Coronavirus outbreaks worries many in the U.S.


Junior Laura Minassian washes her hands to prevent coronavirus infection.

As the coronavirus spreads, field trips have been cancelled. All GUSD schools are not allowed to go on any field trips, as a safety precaution to the coronavirus, according to an announcement from Vivian Ekchian on March 4. 

Clark students have expressed their concern as the growing number of cases of COVID-19 (the illness caused by the coronavirus) were reported in the United States in the past few weeks. 

“In Health [class], we recently watched a movie, [Contagion], about a pandemic that swept over the entire world,” said freshman Emiliya Isagholian. “After watching that movie, I became very scared and worried. I thought to myself, ‘This might be me in a few days or months.’” 

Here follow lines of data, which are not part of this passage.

PR #71, opened 2022-10-18
Raise an error when frac_used is outside [0, 1]

### LINKED ISSUE #70: RegexDistribution: give warning as frac_used > 1
bla_distribution = RegexDistribution([(r"[ABCDEF]",1),(r"[0-9]",3)])

qubixes:
Fixes #70

### DIFF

On March 5, The Centers for Disease Control and Prevention(CDC) announced a total of 100 coronavirus cases in the U.S. Over the course of the week, GUSD Supt. Vivian Ekchian wrote several emails regarding the coronavirus, sharing prevention methods and a reassurance that there are protocols being established if someone gets the coronavirus. 

Some may feel panicked, but the CDC advises during these kinds of situations it is best to remain calm and to be prepared for what could happen. It is important to keep good hygiene habits, washing your hands very often to avoid direct contact with disease, according to the World Health Organization.

The coronavirus has also started a new trend on Tik Tok, the new social media app that everyone is obsessed with. It is a sound where people are dancing and celebrating, while the sound playing is “It’s corona time!” 

“The newfound virus is nothing to joke about,” said health teacher Shari Scott-Sawyer. 

And it really isn’t. According to the CDC, on March 5, there have been 19 reported deaths in the U.S. 

Now, the state of California and the state of Washington are both under state of emergency.  

U.S. Surgeon General Dr. Jerome Adams said, “I want folks to understand that we knew this was coming, we told folks that this was going to happen and it’s why we’ve been preaching preparedness from the start.” 

The Los Angeles County Public Health Department advises that “there is no immediate threat to the general public,” and that “Los Angeles County residents, students, workers, and visitors should continue to engage in their regular activities and practice good public health hygiene as this is the height of flu season across the County.”    

The CDC suggests prevention methods such as avoiding close contact with people who are sick; avoid touching your eyes, nose and mouth; stay home when you are sick; cover your cough or sneeze with a tissue, then throw the tissue in the trash; and clean and disinfect frequently touched objects and surfaces using a regular household cleaning spray or wipe.